The Northwest AIM’s main struggle has been in favor of sovereignty, self-determination, territoriality and spirituality. The reader is aware of these common features to any Indian warrior.

Their spirituality is not to be confused with any fundamentalist approach. On the contrary, Indian people are related to all kinds of life and many traditional spiritual beliefs and practices. Their spiritual tradition is an important part of their culture and their history. They take very much into account the individual and collective rights. So, every single Native knows what self-determination means, at those two levels. At the collective level, this right of self-determination is related to the Earth, their historical territories, their treaties and their history.

Indian nations know that the right of self-determination is the key to sovereignty, the key to exercise their own control over their territories in many different expressions and contents (economic, cultural, political, social, and so on). Political sovereignty includes absolute independence from any other nation, people, or state.

Indian people know about democracy, about grassroots decision making processes, and about confederation and alliances among different people, tribes and nations to defend their common rights.

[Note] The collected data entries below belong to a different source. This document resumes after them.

PR #257, opened 2024-05-13
Implement cache to prevent Pegnatories signing the same pegout

apancorb:
### Summary

We noticed that in a period of 10 Rootstock blocks there are multiple unnecessary calls to add_signature Bridge method. This stresses the PowHSM devices, reducing their utility life. It also makes the pegnatories waste gas by doing unnecessary transactions.

In this PR, we include the implementation of the cache as well with its interface and factory class following a singleton pattern. Under the hood, the cache will use a `Map<Keccak256, Long>`, where the key represents the pegout creation rootstock transaction hash and the value represents the timestamp when the `addSignature` transaction call was sent to the Bridge.

### Test Plan

Added corresponding unit tests and verified with: `./gradlew test`


src/main/java/co/rsk/federate/btcreleaseclient/cache/PegoutSignedCacheFactory.java
```diff
@@ -0,0 +1,48 @@
...
+  /**
+   * Retrieves an instance of PegoutSignedCache with the specified Time To Live
+   * (TTL). If an instance does not already exist, it is lazily initialized.
+   * 
+   * @param ttl The duration for which the cache entries are considered valid.
+   * @return An instance of PegoutSignedCache.
+   * @throws IllegalArgumentException If the supplied TTL value is invalid.
+   */
+  public static PegoutSignedCache getInstance(final Duration ttl) throws IllegalArgumentException {
+    if (!isValidTtl(ttl)) {
```
julia-zack, line 27: just as we discussed the last clean-code forum, we should avoid negative conditionals.
I'd suggest you call the method something like `ttlIsNotValid`

src/main/java/co/rsk/federate/btcreleaseclient/cache/PegoutSignedCacheImpl.java
```diff
@@ -0,0 +1,40 @@
...
+  public void put(Keccak256 pegoutCreationRskTxHash) {
+    Long currentTimestamp = System.currentTimeMillis();
+
+    Optional.ofNullable(pegoutCreationRskTxHash)
+        .ifPresent(rskTxHash -> cache.put(rskTxHash, currentTimestamp));
+  }
+
+  private boolean isValidTimestamp(Long currentTimestamp, Long timestamp) {
+    return currentTimestamp != null && timestamp != null &&
+        currentTimestamp - timestamp <= ttl.toMillis();
```
julia-zack, line 38: i'd convert this line into a variable, something like 
`timestampIsNotExpired = currentTimestamp - timestamp <= ttl.toMillis()`

so is easier to understand

src/main/java/co/rsk/federate/btcreleaseclient/cache/PegoutSignedCacheFactory.java
```diff
@@ -0,0 +1,48 @@
...
+
+  /**
+   * Retrieves an instance of PegoutSignedCache with the specified Time To Live
+   * (TTL). If an instance does not already exist, it is lazily initialized.
+   * 
+   * @param ttl The duration for which the cache entries are considered valid.
+   * @return An instance of PegoutSignedCache.
+   * @throws IllegalArgumentException If the supplied TTL value is invalid.
+   */
+  public static PegoutSignedCache getInstance(final Duration ttl) throws IllegalArgumentException {
```
julia-zack, line 26: maybe directly call the variable `timeToLive` ?
So we don't have to check the documentation to understand the name

src/main/java/co/rsk/federate/btcreleaseclient/cache/PegoutSignedCacheFactory.java
```diff
@@ -0,0 +1,48 @@
...
+    if (!isValidTtl(ttl)) {
+      String message = String.format(
+          "Invalid pegouts signed cache TTL value in minutes supplied: %d",
+          ttl != null ? ttl.toMinutes() : null);
```
julia-zack, line 30: this check could be done in a variable too, `ttlInMinutes = ttl != null ? ttl.toMinutes() : null`

that way it can be reused when logging too :)

src/test/java/co/rsk/federate/btcreleaseclient/cache/PegoutSignedCacheImplTest.java
```diff
@@ -0,0 +1,88 @@
...
+  void hasAlreadyBeenSigned_shouldReturnFalse_whenPegoutCreationRskTxHashIsNotCached() {
+    boolean result = pegoutSignedCache.hasAlreadyBeenSigned(PEGOUT_CREATION_RSK_HASH);
+
+    assertFalse(result);
+  }
+
+  @Test
+  void hasAlreadyBeenSigned_shouldReturnFalse_whenCacheContainsInvalidTimestamp() {
+    Long currentTimestamp = System.currentTimeMillis();
+    Long timestamp = currentTimestamp - Duration.ofMinutes(60).toMillis();
```
julia-zack, line 54:
```
Long timestampHigherThanTTL = Duration.ofMinutes(60).toMillis()
Long expiredTimestamp = currentTimestamp - timestampHigherThanTTL;
```

wdyt?

src/test/java/co/rsk/federate/btcreleaseclient/cache/PegoutSignedCacheImplTest.java
```diff
@@ -0,0 +1,88 @@
...
+
+  @Test
+  void hasAlreadyBeenSigned_shouldReturnFalse_whenPegoutCreationRskTxHashIsNotCached() {
+    boolean result = pegoutSignedCache.hasAlreadyBeenSigned(PEGOUT_CREATION_RSK_HASH);
+
+    assertFalse(result);
+  }
+
+  @Test
+  void hasAlreadyBeenSigned_shouldReturnFalse_whenCacheContainsInvalidTimestamp() {
```
julia-zack, line 52: maybe also naming it `...whenCacheContainsExpiredTimestamp` (instead of `InvalidTimestamp`) is more accurate.
wdyt?

src/test/java/co/rsk/federate/btcreleaseclient/cache/PegoutSignedCacheImplTest.java
```diff
@@ -0,0 +1,88 @@
...
+
+  private static final Duration DEFAULT_TTL = Duration.ofMinutes(30);
+  private static final Keccak256 PEGOUT_CREATION_RSK_HASH = TestUtils.createHash(1);
+
+  private final Map<Keccak256, Long> cache = mock(Map.class);
+  private final PegoutSignedCacheImpl pegoutSignedCache = new PegoutSignedCacheImpl(DEFAULT_TTL);
+
+  @BeforeEach
+  void setUp() throws NoSuchFieldException, IllegalAccessException {
+    Field field = pegoutSignedCache.getClass().getDeclaredField("cache");
```
marcos-iov, line 30: Not sure about using this, I think we can set up the different test scenarios by simply calling `put` method. It's more realistic that way

src/main/java/co/rsk/federate/btcreleaseclient/cache/PegoutSignedCacheFactory.java
julia-zack: very good one

src/main/java/co/rsk/federate/btcreleaseclient/cache/PegoutSignedCacheFactory.java
```diff
@@ -0,0 +1,48 @@
+package co.rsk.federate.btcreleaseclient.cache;
+
+import co.rsk.panic.PanicProcessor;
```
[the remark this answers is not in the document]
apancorb: Sounds good, I have updated to just use exceptions and log messages.

src/main/java/co/rsk/federate/btcreleaseclient/cache/PegoutSignedCacheFactory.java
apancorb: `ttl` is a common way to identify "time to live" especially in a caching context, lets keep it as is.

src/main/java/co/rsk/federate/btcreleaseclient/cache/PegoutSignedCacheFactory.java
apancorb: Sounds great, thank you both! I just updated the method to reflect what y'all described. My only contribution is to make the private method name `assertValidTtl`. Let me know what you think.

src/main/java/co/rsk/federate/btcreleaseclient/cache/PegoutSignedCacheFactory.java
apancorb: With the new changes I don't think this applies anymore, wdyt?

src/main/java/co/rsk/federate/btcreleaseclient/cache/PegoutSignedCacheImpl.java
```diff
@@ -0,0 +1,40 @@
...
+
+import co.rsk.crypto.Keccak256;
+import java.time.Duration;
+import java.util.Map;
+import java.util.Optional;
+import java.util.concurrent.ConcurrentHashMap;
+
+class PegoutSignedCacheImpl implements PegoutSignedCache {
+
+  private final Map<Keccak256, Long> cache = new ConcurrentHashMap<>();
```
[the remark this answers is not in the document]
apancorb: I agree, this can be ambiguous especially for future readers. Updated to use the `Instant` class for all timestamps.

src/main/java/co/rsk/federate/btcreleaseclient/cache/PegoutSignedCacheImpl.java
apancorb: I feel like this is simple to understand. Also the null checks have to be done before evaluating the expression either way, so extracting it into a variable wouldn't help that much. Wdyt?

src/test/java/co/rsk/federate/btcreleaseclient/cache/PegoutSignedCacheImplTest.java
apancorb: Sounds good, updated to expose a package-private method that returns the reference to the `cache`. I also have updated the methods so that it uses this approach.

src/test/java/co/rsk/federate/btcreleaseclient/cache/PegoutSignedCacheImplTest.java
apancorb: Makes sense, but the reason I chose those names is to be in line with the vars and method names in main code. If you this is more readable, we can change the "invalid" references to "expired" across all files. wdyt?

src/test/java/co/rsk/federate/btcreleaseclient/cache/PegoutSignedCacheImplTest.java
apancorb: Same comment as above.

src/test/java/co/rsk/federate/btcreleaseclient/cache/PegoutSignedCacheImplTest.java
```diff
@@ -0,0 +1,88 @@
...
+  void put_shouldNotPutInCache_whenPegoutCreationRskTxHashIsNull() {
+    Keccak256 pegoutCreationRskTxHash = null;
+
+    pegoutSignedCache.put(pegoutCreationRskTxHash);
+
+    verify(cache, never()).put(any(Keccak256.class), anyLong());
+  }
+
+  @Test
+  void put_shouldPutInCache_whenPegoutCreationRskTxHashIsNotNull() {
```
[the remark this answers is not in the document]
apancorb: Tysm!! This might have just prevented a nasty bug 😄 

If we put the same rsk tx hash, we are currently updating the timestamp value. Rendering the cache use ineffective since we will keep updating the timestamp and it will never reach an "expired" state. We should only put the rsk tx hash in the cache if it is absent:

`cache.putIfAbsent(rskTxHash, currentTimestamp)`

 Added new unit test.

src/main/java/co/rsk/federate/btcreleaseclient/cache/PegoutSignedCacheImpl.java
```diff
@@ -0,0 +1,47 @@
...
+
+  @Override
+  public void put(Keccak256 pegoutCreationRskTxHash) {
+    Instant currentTimestamp = Instant.now();
+
+    Optional.ofNullable(pegoutCreationRskTxHash)
+        .ifPresent(rskTxHash -> cache.putIfAbsent(rskTxHash, currentTimestamp));
+  }
+
+  private boolean isValidTimestamp(Instant currentTimestamp, Instant timestamp) {
```
marcos-iov, line 38: Do you need to receive `currentTimestamp` here as a parameter? Looks like you could just get inside the method calling `Instant.now()` and avoid checking is it's null

src/main/java/co/rsk/federate/btcreleaseclient/cache/PegoutSignedCacheImpl.java
```diff
@@ -0,0 +1,47 @@
...
+    return currentTimestamp != null && timestamp != null &&
+        currentTimestamp.toEpochMilli() - timestamp.toEpochMilli() <= ttl.toMillis();
```
marcos-iov, line 40:
```suggestion
    timeInCache =  currentTimestamp.toEpochMilli() - timestamp.toEpochMilli();
    return currentTimestamp != null && timestamp != null &&
        timeInCache <= ttl.toMillis();
```
Feel free to use other names but I think that helps understand what's going on. Putting things in a variable with a name

src/test/java/co/rsk/federate/btcreleaseclient/cache/PegoutSignedCacheFactoryTest.java
```diff
@@ -0,0 +1,40 @@
...
+        "Invalid pegouts signed cache TTL value in minutes supplied: %s", ttl);
+
+    IllegalArgumentException exception = assertThrows(IllegalArgumentException.class,
+        () -> PegoutSignedCacheFactory.getInstance(invalidTtl));
+    assertEquals(expectedErrorMessage, exception.getMessage());
+  }
+
+  @Test
+  void getInstance_shouldReturnSameInstance_whenCalledMultipleTimesWithValidTtl() {
+    Duration ttl = Duration.ofMinutes(10);
```
marcos-iov, line 31: So what happens if you call `getInstance` with different ttl values? Is it still the same instance? Which ttl value is used?

src/test/java/co/rsk/federate/btcreleaseclient/cache/PegoutSignedCacheImplTest.java
```diff
@@ -0,0 +1,92 @@
...
+    boolean result = pegoutSignedCache.hasAlreadyBeenSigned(PEGOUT_CREATION_RSK_HASH);
+
+    assertFalse(result);
+  }
+
+  @Test
+  void hasAlreadyBeenSigned_shouldReturnFalse_whenCacheContainsInvalidTimestamp() {
+    Instant currentTimestamp = Instant.now();
+    Instant timestamp = currentTimestamp.minusMillis(Duration.ofMinutes(60).toMillis());
+    pegoutSignedCache.getCache().put(PEGOUT_CREATION_RSK_HASH, timestamp);
```
marcos-iov, line 46: I feel like this can be achieved by calling directly `pegoutSignedCache.put`. So we stick to testing using only the exposed methods of the class, like a normal use case

src/test/java/co/rsk/federate/btcreleaseclient/cache/PegoutSignedCacheImplTest.java
```diff
@@ -0,0 +1,92 @@
...
+class PegoutSignedCacheImplTest {
+
+  private static final Duration DEFAULT_TTL = Duration.ofMinutes(30);
+  private static final Keccak256 PEGOUT_CREATION_RSK_HASH = TestUtils.createHash(1);
+
+  private final PegoutSignedCacheImpl pegoutSignedCache = new PegoutSignedCacheImpl(DEFAULT_TTL);
+
+  @BeforeEach
+  void setUp() {
+    pegoutSignedCache.getCache().clear();
```
marcos-iov, line 23: This could be achieved by simply recreating PegoutSignedCacheImpl object

src/test/java/co/rsk/federate/btcreleaseclient/cache/PegoutSignedCacheImplTest.java
```diff
@@ -0,0 +1,92 @@
...
+import java.time.Instant;
+import org.junit.jupiter.api.BeforeEach;
+import org.junit.jupiter.api.Test;
+
+class PegoutSignedCacheImplTest {
+
+  private static final Duration DEFAULT_TTL = Duration.ofMinutes(30);
+  private static final Keccak256 PEGOUT_CREATION_RSK_HASH = TestUtils.createHash(1);
+
+  private final PegoutSignedCacheImpl pegoutSignedCache = new PegoutSignedCacheImpl(DEFAULT_TTL);
```
marcos-iov, line 19:
```suggestion
  private final PegoutSignedCache pegoutSignedCache = new PegoutSignedCacheImpl(DEFAULT_TTL);
```

src/test/java/co/rsk/federate/btcreleaseclient/cache/PegoutSignedCacheImplTest.java
```diff
@@ -0,0 +1,92 @@
...
+    boolean result = pegoutSignedCache.hasAlreadyBeenSigned(PEGOUT_CREATION_RSK_HASH);
+
+    assertTrue(result);
+  }
+
+  @Test
+  void put_shouldNotPutInCache_whenPegoutCreationRskTxHashIsNull() {
+    Keccak256 pegoutCreationRskTxHash = null;
+
+    pegoutSignedCache.put(pegoutCreationRskTxHash);
```
marcos-iov, line 68: Should this throw an exception? It could be deceiving if somebody tries to insert a `null` value, no error is thrown but also nothing is saved. No way of knowing that something isn't right

src/main/java/co/rsk/federate/btcreleaseclient/cache/PegoutSignedCacheImpl.java
```diff
@@ -0,0 +1,47 @@
...
+  }
+
+  @VisibleForTesting
+  Map<Keccak256, Instant> getCache() {
```
marcos-iov, line 44: Left some comments in the test class. This probably isn't needed. We could stick to testing the class with the exposed methods. Or is it important to access the internal state of the cache? Maybe it's needed to check the timestamps used, let me know your thoughts

src/test/java/co/rsk/federate/btcreleaseclient/cache/PegoutSignedCacheImplTest.java
```diff
@@ -0,0 +1,92 @@
...
+  void put_shouldPutInCacheOnce_whenPegoutCreationRskTxHashIsTheSame() {
+    // first insert
+    pegoutSignedCache.put(PEGOUT_CREATION_RSK_HASH);
+    Instant firstTimestamp = pegoutSignedCache.getCache().get(PEGOUT_CREATION_RSK_HASH);
+    // second insert
+    pegoutSignedCache.put(PEGOUT_CREATION_RSK_HASH);
+    Instant secondTimestamp = pegoutSignedCache.getCache().get(PEGOUT_CREATION_RSK_HASH);
+
+    // both objects should have the same reference
+    assertSame(firstTimestamp, secondTimestamp);
```
marcos-iov, line 90: Reading this test makes me wonder if the timestamps are the same because both `put` operations were called instantly one after the other. I'd like to see some sort of assertion that the current timestamp is different for the first element than for the second one. Makes sense?

Not sure what would be the best strategy though. Adding a `sleep` in between inserts is probably not very good. Any ideas?

src/main/java/co/rsk/federate/btcreleaseclient/cache/PegoutSignedCacheFactory.java
```diff
@@ -0,0 +1,47 @@
...
+        ttl.toMinutes());
+    return instance;
+  }
+
+  private static void assertValidTtl(final Duration ttl) throws IllegalArgumentException {
+    if (ttl == null || ttl.isNegative() || ttl.isZero()) {
+      String message = String.format(
+          "Invalid pegouts signed cache TTL value in minutes supplied: %d",
+          ttl != null ? ttl.toMinutes() : null);
+      logger.error("[getInstance] {}", message);
```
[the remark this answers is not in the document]
apancorb: Comitted suggestion.

src/main/java/co/rsk/federate/btcreleaseclient/cache/PegoutSignedCacheFactory.java
julia-zack: didnt know, ok!

src/main/java/co/rsk/federate/btcreleaseclient/cache/PegoutSignedCacheFactory.java
julia-zack: i would do it anyway, inside new `assertValidTtl` method

src/main/java/co/rsk/federate/btcreleaseclient/cache/PegoutSignedCacheImpl.java
apancorb: Updated the method, let me know what you think

src/main/java/co/rsk/federate/btcreleaseclient/cache/PegoutSignedCacheImpl.java
apancorb: I believe that yes. `isValidTimestamp` will later be called by the clenpup method from the periodic scheduler. Since it will iterate for each record calling this method I believe it would be a better idea to use the same `currentTimestamp` for each record rather than a new one each time the method is called. That was my reasoning behind it, wdyt?

src/test/java/co/rsk/federate/btcreleaseclient/cache/PegoutSignedCacheFactoryTest.java
apancorb: Yes, once it is instantiated it returns the same instance as the first one. The ttl will be passed from a config file which is not known at creation time. If we want it to be parameterless then we can include a setter or init method that updates the ttl value for `PegoutSignedCacheImpl`.

src/test/java/co/rsk/federate/btcreleaseclient/cache/PegoutSignedCacheImplTest.java
apancorb: In this test it tests that both objects have the same reference so they are the same object. I have also included a new test for putting two different rsk tx hashes. In this case the two timestamps are not the same.

src/main/java/co/rsk/federate/btcreleaseclient/cache/PegoutSignedCacheImpl.java
julia-zack: i think thats a very good reason to get the `Instant.now()` each time.
If not, we could end up not cleaning a record that should be cleaned, right? because we will be behind real time

src/test/java/co/rsk/federate/btcreleaseclient/cache/PegoutSignedCacheImplTest.java
```diff
@@ -0,0 +1,105 @@
...
+
+  @Test
+  void put_shouldPutInCacheBoth_whenPegoutCreationRskTxHashAreNotSame() {
+    // first insert
+    pegoutSignedCache.put(PEGOUT_CREATION_RSK_HASH);
+    Instant firstTimestamp = pegoutSignedCache.getCache().get(PEGOUT_CREATION_RSK_HASH);
+    // second insert
+    Keccak256 otherPegoutCreationRskTxHash = TestUtils.createHash(2);
+    pegoutSignedCache.put(otherPegoutCreationRskTxHash);
+    Instant secondTimestamp = pegoutSignedCache.getCache().get(otherPegoutCreationRskTxHash);
```
julia-zack, line 89:
```
    Instant pegoutCreationRskTxHashTimestamp = pegoutSignedCache.getCache().get(PEGOUT_CREATION_RSK_HASH);
    // second insert
    Keccak256 otherPegoutCreationRskTxHash = TestUtils.createHash(2);
    pegoutSignedCache.put(otherPegoutCreationRskTxHash);
    Instant otherPegoutCreationRskTxHashTimestamp = pegoutSignedCache.getCache().get(otherPegoutCreationRskTxHash);
```

i think is clearer that way, to know which timestamp corresponds to which pegout :)

src/main/java/co/rsk/federate/btcreleaseclient/cache/PegoutSignedCacheImpl.java
nathanieliov: Why not just add one more method to know the size of the cache? With this method, I think we should be able to test the class properly. Also, I consider this method useful to avoid checking if a list of peg-outs is in the cache when the cache is empty.

src/test/java/co/rsk/federate/btcreleaseclient/cache/PegoutSignedCacheImplTest.java
nathanieliov: Agree with @marcos-iov

src/test/java/co/rsk/federate/btcreleaseclient/cache/PegoutSignedCacheImplTest.java
nathanieliov: I agree with @julia-zack. I would rename it to expired timestamp. An invalid timestamp is not possible.

src/test/java/co/rsk/federate/btcreleaseclient/cache/PegoutSignedCacheImplTest.java
nathanieliov: Agree with @marcos-iov

src/main/java/co/rsk/federate/btcreleaseclient/cache/PegoutSignedCacheImpl.java
apancorb: Consider the case when a record has expired but the cleanup scheduler has not kicked in yet. If we call the method to check if it is present in the cache we would expect to return false.

src/main/java/co/rsk/federate/btcreleaseclient/cache/PegoutSignedCacheFactory.java
apancorb: Updated

src/test/java/co/rsk/federate/btcreleaseclient/cache/PegoutSignedCacheImplTest.java
apancorb: Sounds good then, updated all "invalid" to "expired" wording.

src/test/java/co/rsk/federate/btcreleaseclient/cache/PegoutSignedCacheImplTest.java
apancorb: From what we discussed offline, updated to use reflection in tests. Let me know what you think.

src/test/java/co/rsk/federate/btcreleaseclient/cache/PegoutSignedCacheFactoryTest.java
apancorb: From what we discussed offline, we will not be using the singleton patter for the cache impl.

src/test/java/co/rsk/federate/btcreleaseclient/cache/PegoutSignedCacheImplTest.java
apancorb: As we discussed, this is not possible to achieve. The idea will be use reflection for this case.

src/test/java/co/rsk/federate/btcreleaseclient/cache/PegoutSignedCacheImplTest.java
apancorb: With the new changes not used anymore.

src/test/java/co/rsk/federate/btcreleaseclient/cache/PegoutSignedCacheImplTest.java
apancorb: Alright, updated.

src/main/java/co/rsk/federate/btcreleaseclient/cache/PegoutSignedCacheFactory.java
```diff
@@ -0,0 +1,47 @@
...
+  private PegoutSignedCacheFactory() {
+  }
+
+  /**
+   * Retrieves an instance of PegoutSignedCache with the specified Time To Live
+   * (TTL). If an instance does not already exist, it is lazily initialized.
+   * 
+   * @param ttl The duration for which the cache entries are considered valid.
+   * @return An instance of PegoutSignedCache.
+   * @throws IllegalArgumentException If the supplied TTL value is invalid.
```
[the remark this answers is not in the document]
apancorb: This is interesting. What are your thoughts @marcos-iov ?

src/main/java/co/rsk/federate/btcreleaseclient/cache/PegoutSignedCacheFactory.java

All this is very well known to any Indian warrior: Nothing new, up to now.

But there are other Northwest Territories in the Western Pyrenees (Europe), where the Basques live. They are called, sometimes in a contemptuous way, the last ‘Indians’ of Europe. Do they have anything in common with the Native Americans? If so what? What do you know about their fight for freedom?

Here you have some clues and information about them.

Basque Country (Euskal Herria in Basque):

The Basque Country spans both sides of the French-Spanish border, an area located on the French-Spanish border in the western Pyrenees. The Basque Country is divided, with provinces split between Spanish and French states: Araba, Bizkaia (Biskay), Gipuzkoa and Nafarroa (Navarre) are situated in the Spanish state; and Zuberoa, Lapurdi and Nafarroa Beherea are situated in the French state. Its whole population is around 2,900,000 inhabitants.

Basque language (or Euskara):

Basque – or Euskara – is spoken by a population of approximately 600,000 – 700,000 people. Of a total number of 632,000 Basque-speakers, some 566,000 live within the Spanish state, and some 66,000 in the French state. The word euskaldun means ‘Basque-speaker’ (‘one who has Basque’), and Basque people normally refer to themselves as euskaldunak.

Although scholars have tried to link Basque to other languages, it is generally considered to be a ‘language isolate’ – i.e. it is a natural language with no demonstrable genetic relationship with other languages. However, Basque has borrowed words from other languages, including Latin, Spanish, French, Celtic and Arabic, although its influence on neighbouring languages has been minimal. One example of a word in the English language which is Basque in origin, is ‘bilbo’, meaning ‘a sword of outstanding quality’, which appeared in Shakespeare’s day.

During the dictatorship which followed the Spanish Civil War, Basque was banned, and was not taught in schools. Attempts were made to allow for the provision of Basque-language teaching; today, some fruits of this are being seen, with Basque schools established. Nowadays Basque is used in our universities to teach any kind of subject.

Politics and political situation:

There is a historical conflict between the Basques and the Spanish and French states. The armed conflict related to ETA is only a part, a minimum part, of the Basque history. Before ETA started and after ETA will disappear the conflict was there and will be there, since the future of the Basques will be decided by the Basque civil society.

The Basque Country is divided by the two states in three different communities or regions: the Autonomous Community of the Basque Country (Araba, Biscay and Gipuzkoa) and the Autonomous Community of Navarre within the Spanish state and the North Basque Country (Iparralde in Basque: Lapurdi, Nafarroa Behera and Zuberoa) in the French state.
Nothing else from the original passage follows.